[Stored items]
════════

PR #140, opened 2016-07-25
Making the documentation more official

jameshensman:
The notebooks that serve as our documentation are not the best format for many users, especially those new to python/github/etc. 

Sphinx is a neat tool for building documentation that has a built-in support for notebooks! with a little wrangling, I managed to get sphinx to build the content of our notebooks. That means we can have the content in html, or pdf or whatever form we need. 

to build, you need sphinx and some plugins. 

```
pip install sphinx
pip install numpydoc
pip install nbsphinx
```
numpydoc lets us include docstrings in the numpy format (which I think is best, and we're all used to since we're such heavy numpy users) and nbsphinx is a plugin that automatically parses ipynb files. 

Then, in the doc directory, either ```make html``` or ```make latex```

The documentation isn't finished yet, but this PR makes it much easier to hack on the docs since there's a build system in place and lovely pdfs can be made.


jameshensman:
Okay, this is up, here: http://gpflow.readthedocs.io/en/latest/

jameshensman:
Okay @GPflow/contributors this documentation is not finished, but I think it's ready to be released into the wild. 

In order to get the documentation to build on readthedocs.org, I had to make the whole project build on there, since building the docs imports GPflow necessarily. This means that there are some tweaks to the install, like ensuring that we include the compiled binaries. 

In general I think the docstringing of the code has been really good, but in place I think we'll want to tweak it for compilation into sphinx. In particular, there are some docstrings on constructors that should perhaps be on their classes. 

The notebooks have been moved to GPflow/doc/source/notebooks. This is to facilitate including them in the sphinx build. 

You can check out the current results at gpflow.readthedocs.io

alexggmatthews:
@jameshensman Zoubin was very impressed with the webpage. Thank you for this PR.

PR #143, opened 2016-07-27
DataHolderList

fujiisoup:
Hi.

Related #138 
I added DataHolderList to data_holders.py, which handles multiple DataHolders as a list.
append, __iter__, __getitem__ methods are prepared just like a normal list.
ScalarData is a simple DataHolder to handle a scalar, not np.array.

This PR is a part of #138, and meant for the easier review.


fujiisoup:
Closed because code direction was changed.

PR #144, opened 2016-07-27
Auto data flow

fujiisoup:
Also related to #138 

This is PR for the review of my AutoFlow modification.

I want to use a DataHolder in AutoFlow rather than a simple placeholder, and make it possible to change the behavior of the AutoFlow in its child class.

The main purpose of this modification is to make it possible to pass an object other than tf.placeholder to the predictive method such as `model.predict_f()`.
In my coregionalized model implementation, I want to pass an object that include a coordinate vector, task index as well as some methods to sort, split and merge, in a child class of AutoFlow ([LabeledAutoFlow](https://github.com/GPflow/GPflow/blob/32590b7ea7963651de493ea5c5cd6e147ed9764c/GPflow/coregionalized/param.py) in #138).

I would be very great if anyone review this codes and comment if this change is acceptable or not.
If not, I will consider alternatives.

### DIFF
--- a/GPflow/kernels.py
+++ b/GPflow/kernels.py
@@ -3,6 +3,7 @@ from functools import reduce
 import tensorflow as tf
 import numpy as np
 from .param import Param, Parameterized, AutoFlow
+from .data_holders import DictData
 from . import transforms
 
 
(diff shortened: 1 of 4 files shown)


fujiisoup:
Closed because code direction was changed in #138 .

PR #145, opened 2016-07-27
Multi likelihood

jameshensman:
A likelihood for @fujiisoup, so that we can make models with different likelihoods for different bits of the data. 

I learned a lot about tensorflow's dynamic_partition and dynamic_stitch, very useful for splitting up data by indices. 

There are no tests yet, and I suspect this may actually break tests, but it's working in principle. See the new notebook, coreg_demo.


fujiisoup:
Hi @jameshensman 

I really appreciate this addition.

I added some tests for the coregionalized model.
Everything works fine, except for predict_y (see the commented-out part in test_coregion.py).

It seems to fail because session.run() does not handle a tuple of lists of tf.variables.

Do you have any idea to hack this?

jameshensman:
Oh, great work with the tests @fujiisoup !

Yes, we need to decide what to do when we predict with such a likelihood. 

For predict_density, it should be clear: the user should pass in a Y with the corresponding values in the last column. 

For predict_mean_and var, we have some options:
  - return the mean and variance of the first likelihood (nope)
  - return the mean and variance of a specified likelihood. nicer, but I don't think there's a clear way to specify. I don't really want extra arguments into predict_y, because it breaks all the similarity with other methods. 
 - return for all the likelihoods, by horizontal concatenation. I think this is the neatest option, but it will have to be well documented.

jameshensman:
@fujiisoup I pushed a commit that returns the concatenated predictions for the likelihoods. Could you write a test for that code, please? Then I think this code can be reviewed for merge.

fujiisoup:
@jameshensman  Thank you for your addition.

I added the test codes.
I thought of another option, to add inheriting GPmodels for this purpose that overload `predict_y()`, but it may decrease the expandability of the codes.

I also think the option
> return for all the likelihoods, by horizontal concatenation.
is nicest.

fujiisoup:
@jameshensman 

I have some questions.

+ Can I add `MultiMeanFunction` that is a mean_function version of `MultiLikelihood` ?
The constructor will be like `mean = MultiMeanFunction(input_dim, active_dim, list_of_means)`.

+ How do you think if `MultiLikelihood` takes `input_dim` and `active_dim` as arguments of constructor? 
Does it make the usage complex?
I guess it will make it similar to `kernels.coregion`.

jameshensman:
Hi @fujiisoup , 

1. Yes, good plan. In a separate pull request, please. You should talk to @PabloLeon , who has some experience of dealing with the mean functions. 

2. The other likelihoods don't take input_dim or active dim at the moment. What would these arguments do?

fujiisoup:
Thank you @jameshensman.

1. I will make another PR for multi-mean and talk to @PabloLeon .

2. I feel it is unnatural that `switched_likelihood` assumes the label is in the last dimension of `Y` but `kernels.coregion` does not...  The introduction of the additional argument may just increase the code complexity as you pointed out.

Do anyone have any idea about the test fail by codeship?
I seem not to enable to access the build detail by codeship.

jameshensman:
@alexggmatthews (assigned)

This PR adds a new likelihood "switched likelihood" which allows different datapoints to be conditioned differently on the GP. This work by adding an extra column to the `Y` matrix, which contains integers which index the likelihood to be used. 

A SwitchedMeanFunction class works similarly. 

Tests are provided for both classes, and in writing the tests I found a bug in VGP.py, where multiple concurrent Y columns failed. This is easily fixed and is now covered by the new tests. 

It looks lik @fujiisoup has been using this successfully for a while on his own fork -- any comments, Keisuke?

fujiisoup:
@jameshensman 

Thank you for completing this PR.
I was tied up with another project and I could not use MultiLikelihood very often (sorry).

I found the notebook in this PR (`coreg_demo`) fails in the second optimization.
This may not be the issue for this PR, but I guess it is due to the recent update 
in GPflow particularly around default_graph (sorry, I didn't follow them well).

alexggmatthews:
@jameshensman I'm having a look at this.

As i understand we use integers to index the different likelihoods. I'm concerned this might be a bit brittle. What happens if we add another likelihood for instance? If feels a bit like the software engineering considerations in C++ or another low level language around enums in that sense.

alexggmatthews:
Scratch that last. I missed the constructor list defining the ordering. That is much nicer.

GPflow/vgp.py
```diff
@@ -105,15 +105,15 @@ def build_likelihood(self):
             tf.expand_dims(tf.transpose(self.q_lambda), 2) * K
         L = tf.cholesky(A)
         Li = tf.matrix_triangular_solve(L, I)
-        tmp = Li / tf.transpose(self.q_lambda)
+        tmp = Li / tf.expand_dims(tf.transpose(self.q_lambda), 1)
```
alexggmatthews: @jameshensman Why do we need the expand_dims here, please?

PR #146, opened 2016-07-27
adding a simple Uniform prior

jameshensman:


jameshensman:
@markvdw could you have a look at this?

markvdw:
Should `self.log_height = np.log(upper - lower)` not be `self.log_height = -np.log(upper - lower)`? Since we need to normalise the distribution? Now the height is larger if the range is larger...?

jameshensman:
yes! great catch. fixed.

Issue #49, opened 2016-04-18
`q_sqrt` over-parametrisation


markvdw:
I'm quite keen to get rid of the `q_sqrt` overparameterisation in `SVGP`. Currently a full square matrix is stored, even though only the bottom half is used. This has caused me some annoyances when optimising large amounts of inducing points. It slows down BFGS unnecessarily and makes the sizes of my parameter history files twice as large as they need to be.

I'm willing to put in some work to fix this, any tips on how to proceed? I could contribute to your current Tensorflow branch, or alternatively, the main Tensorflow branch. I think this is tangentially mentioned in https://github.com/GPflow/GPflow/issues/10.

jameshensman:
Hi Mark,

I'd like that too. It's actually not as easy as I'd like though: you need a
wrapper for

(d|s|c)tpttf

and

(d|s|c) trttf

if that looks alien to you, the first letter is double|single|complex type,
and tpttf converts a 'packed' triangular matrix into a dense matrix (with
the zeros in ) and trttf converts back again.

I'm not sure if those are available in Eigen, but they're definitely
available in BLAS. The learning curve for getting a new tensorflow op up
and running seems steep to me, but Alex will give you some pointers I'm
sure.

alexggmatthews:
See also this issue on the main tf repo
https://github.com/tensorflow/tensorflow/issues/1825

markvdw:
I've started a bespoke TensorFlow op in #150. I'd appreciate some pointers.

markvdw:
Also, why is it that `q_sqrt` stores the matrices in the outer dimensions (i.e. the most "left"), rather than the inner dimensions? E.g., to access the first q_sqrt matrix, `q_sqrt[:, :, 0]` is used, right?

Assuming a row-first memory layout, storing the matrices in the inner dimension should be faster, right? Since otherwise the strides between consecutive elements become large.

jameshensman:
> why is it that q_sqrt stores the matrices in the outer dimensions

Well, I guess my (perhaps flawed) reasoning was that the data-matrix Y
usually appears in columns, so we should keep that Fortran-style ordering
for these too.

When we make predictions of the variance,

mu, var = m.predict_f(Xnew)

we want the means and variances of the different outputs in columns, right?
var.shape should match mu.shape.

when we do predict_full_cov(Xnew)

where should we put the extra dims? mu is N x D, should var be N x N x D or
D x N x N?

[...]

PR #150, opened 2016-07-29
Fix covariance overparameterisation

markvdw:
NB: This is nowhere near ready to commit yet. I just want some comments (from @alexggmatthews in particular).

This is a start to work to fix https://github.com/GPflow/GPflow/issues/49. This needs a new TensorFlow op to turn a vector into a triangular matrix. On the plus side, it's possible to do this without having to maintain a special fork of TensorFlow. With the TensorFlow binaries installed, custom ops can be compiled in place and then imported as a standard Python module.

The op is in `/GPflow/tfops/vec_to_tri.cc`, and needs to be compiled with the command:
Linux:
`g++ -std=c++11 -shared zero_out.cc -o zero_out.so -fPIC -I $(python -c 'import tensorflow as tf; print(tf.sysconfig.get_include())')`
MacOS:
`g++ -undefined dynamic_lookup -std=c++11 -shared zero_out.cc -o zero_out.so -fPIC -I $(python -c 'import tensorflow as tf; print(tf.sysconfig.get_include())')`

There's a small example script calling the custom op in `/op.py`.

I've basically just adapted the TensorFlow custom op example, and need some pointers on how to proceed. @alexggmatthews, what resources did you use to find out the style used in TensorFlow and how to manipulate the Tensor objects etc? Right now I'm modifying individual elements in a very roundabout way, by first flattening them.

Next steps are to properly template the ops to ensure compatibility with more data types, adding gradients, tests etc...


jameshensman:
This is really super work Mark, I'm looking forward to having this in GPflow. 

It would be great to get the code compiled by `setup.py`, so that users don't have to do anything manually to get the thing working. I can help with this if you need.

markvdw:
Ok, some new developments. I've got `SVGP` working with flattened `q_sqrt`. To do this, I had to modify `conditional()`, by adding another case to the if statement. In `kullback_leiblers.py` I modified the KL functions to assume packed `q_sqrt`s, since `SVGP` is the only place they're used, as far as I could see.

Questions / comments now:
- Should the kullback leiblers be changed to handle both cases of `q_sqrt`, as in `conditional()`? This shouldn't be hard to do. I've used the convention that if a flattened q_sqrt is passed, it's stored as an 1xNxD matrix.
- How to modify `setup.py` to do the compilation of `matpackops.so`? I could work my way through the docs, but if anyone (@jameshensman?) has this experience on-hand, that may help.
- Adding tests for the new case of `conditional()`
- I've also been thinking that this whole process may be best thought of as a transform. So we access `q_sqrt` as a matrix, but in the free state it's a packed vector. This seems like the best way to deal with it, actually. This way it's not necessary to have the extra cases in the kullback leiblers etc.

I'd appreciate input!

jameshensman:
> I've also been thinking that this whole process may be best thought of as a transform

Oh, that's a nice idea. I really like that, it would make everything so simple. The correct matrices would display when you did print(m), and the correct values would be present in m.q_sqrt.value. Really nice. It would also mean no (or few) changes to the conditionals/Kullback-Leiblers.

You may have noticed that there's a big TODO marker in param.py that says "what if the transform changes the size?" (line 202). You'll need a simple mechanism for working out how many free-parameters you'll need. I suggest:

1) in transforms.Transform, define
```python
...
    def free_state_size(self, output_shape):
        return np.prod(output_shape)
```

2) in param.py, near line 202, replace
```python
x_free = free_array[:self.size]
<snip>
return self.size
```

with
```python
size = self.transform.free_state_size(self.shape)
x_free = free_array[:size]
<snip>
return size
```

and then in your shiny new `transforms.lower_triangular` transform, define free_state_size in the appropriate way ((N^2 -N)/2?)

does that make sense?

markvdw:
Makes sense, I'll get on it tomorrow morning. Any pointers on `setup.py`?

jameshensman:
> Any pointers on setup.py?

I just had a peruse of the docs, it's not as straightforward as I had hoped. 

If you write a vanilla python extension, then setup.py is really helpful. In this case, I think the best bet might be a 'DIY' solution, which manually executes the compiler commands using something like 
```python
import os
string = "gcc -I /usr/lib/python tfops/mat2vec.cc -o tfops/mat2vec.o"
os.system(string)
```
or similar. Sorry not to be more helpful :(

markvdw:
It doesn't look like codeship currently runs `setup.py`? I could manually add the compilation instruction to the startup code, but wouldn't it be better to rely on `setup.py` to do everything? This would function as an additional test that everything installs correctly on a clean machine.

jameshensman:
Yep, I guess codeship should really run python setup.py install.
James.

markvdw:
Ok, I think it's pretty much there!

- The conversion is now done by a transform.
- The fix for having transforms of different sizes was exactly as @jameshensman said, only `set_state()` had to be touched as well.
- `setup.py` now compiles the C++ code and this is done by codeship as well.

All this required a few fixes to some quick things I did earlier (like not batching `tri_to_vec`). This is all fixed now.

markvdw:
I'm a little confused why codecov is complaining about those few lines, I specifically wrote a test for them...?

jameshensman:
let me take a quick look.

jameshensman:
oh dear, it just segfaults on my macbook.

Following a rabbit hole of compiler options, etc...

markvdw:
So it compiles and runs fine on my Linux machine. I've had a "just segfaulting" issue with Theano a while back as well, and it was an issue with temporary files that were compiled against out-of-date libraries.

jameshensman:
So this works just great on my macbook, now that I've updated everything. I had an old version of g++ installed, which was interfering with the build. On a clean homebrew install of gcc and family, it works great.

One final thing to look at is why some bits of the code don't appear to be covered, even though you wrote a test for them @markvdw . I'll look into that now.

GPflow/transforms.py
```diff
@@ -170,4 +174,82 @@ def __setstate__(self, d):
...
+        """
+        N = int((y.size / self.num_matrices)**0.5)
+        y = np.reshape(y, (N, N, self.num_matrices))
+        return y[np.tril_indices(len(y), 0)].T.flatten()
+
+    def tf_forward(self, x):
+        return tf.transpose(tfh.vec_to_tri(tf.reshape(x, (self.num_matrices, -1))), [1, 2, 0])
+
+    def tf_log_jacobian(self, x):
+        return tf.zeros((1,), tf.float64) - np.inf
```
jameshensman: Why is the log Jacobian inf?
I think the mapping is just a reshape, so the jacobian is 1, so the log jacobian is 0.

markvdw:
I was thinking about this too. But I think it's not really a reshape, since we're throwing away parameters. So technically the jacobian won't be square, so there's no determinant.

Alternatively, we could consider a non-square determinant. But in this case, there are certain vales in the triangular matrix representation that the vector representation can not change. This will add zero rows in the jacobian, making the determinant zero.

This was my logic.

jameshensman:
I'm not sure we're throwing parameters away. I think those zeros in the top-right on the matrix are not parameters, they're just placeholders for emptiness. They'll never be not-zero. 

I think the log jacobian is 0 still!

GPflow/tf_hacks.py
```diff
@@ -19,8 +19,28 @@
...
+vec_to_tri = _custom_op_module.vec_to_tri
+tri_to_vec = _custom_op_module.tri_to_vec
+
+
+@tf.python.framework.ops.RegisterGradient("VecToTri")
+def _vec_to_tri_grad(op, grad):
+    return [tri_to_vec(grad)]
+
+
+# TODO: Finish registering the shape. Was unsure how to handle incomplete shape information in the input.
```
jameshensman: Is this done now? Can I help?

markvdw:
I can definitely see your point, and I think putting the log jacobian to zero may be the way to go. If we any distribution over the full matrix representation will always only have density over the lower triangular components, then we're good and the jacobian is 1. I guess this would be the use case anyway.

I was thinking about the case where we want to transform a distribution over the full matrix to the compressed representation. If there's a distribution over all elements of the matrix, then the compressed representation can't "get to" all the mass of the original matrix.

jameshensman:
Correct, but it can get to all of the mass of matrices in the posdef cone.

markvdw:
It passes! It looks like the explicit call to the function, instead of passing the function to `assertRaises` ensures that the coverage is taken into account, right?

jameshensman:
Yeah, I'm not sure what was wrong, but this seems to work okay. I think the problem might have been that you had two conditions, and the first one failed both times. Not certain though. 

I added some RegisterShape code, could you have a quick look? If you approve that, I think we can merge this one.

jameshensman:
Eek, test failed. Improved my shape registration code and tried again...

markvdw:
Shape registration looks correct by eyeballing it. I couldn't see a test for it though, but I guess it must get run by tensorflow under the hood somewhere?

jameshensman:
Yeah, it gets run under the hood, every time you make the op, it now checks the shape.

Something is up with codeship, it's not reporting, but the tests pass and the coverage is up (according to codecov.io, coveralls is garbage), so I'll merge this as soon as codeship comes back up.

I added your Copyright to the cpp files, and added some simple docstrings.

This is some really super work, Mark. It sets up how to add extra ops to GPflow, and solves a long-standing tricky issue.

markvdw:
Glad you like it. It's definitely nice to be able to add ops on demand now. I'm keen to get some input from the tensorflow guys, since I'm sure there's a lot that could be improved with style etc, but it will do for now.

PR #151, opened 2016-07-29
make kernels with active_dims pickleable

### LINKED ISSUE #149: pickle and active_dims
Hi All,

Thanks for implementing the getters and setters for pickle, makes saving experiments much easier! However I noticed a small bug, if you have active_dims set in the kernel it stops pickle from working since the active dimensions are stored as tf.constants.

example code to reproduce bug:

```python
X = np.random.randn(100).reshape((10,10))
y = np.random.randn(10)

k = GPflow.kernels.RBF(len(X[0]), active_dims=[0])
m = GPflow.gpr.GPR(X, y[:, np.newaxis], k)
```

Best,
Matt

jameshensman:
fixes #149

### DIFF
--- a/GPflow/kernels.py
+++ b/GPflow/kernels.py
@@ -1,3 +1,4 @@
+from __future__ import print_function
 from functools import reduce
 
 import tensorflow as tf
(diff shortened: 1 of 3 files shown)


markvdw:
Reviewed and merged.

════════

What the task asks » Pull out the lines above in which the word "found" appears.

Result of this exercise »
Tests are provided for both classes, and in writing the tests I found a bug in VGP.py, where multiple concurrent Y columns failed. This is easily fixed and is now covered by the new tests. 
I found the notebook in this PR (`coreg_demo`) fails in the second optimization.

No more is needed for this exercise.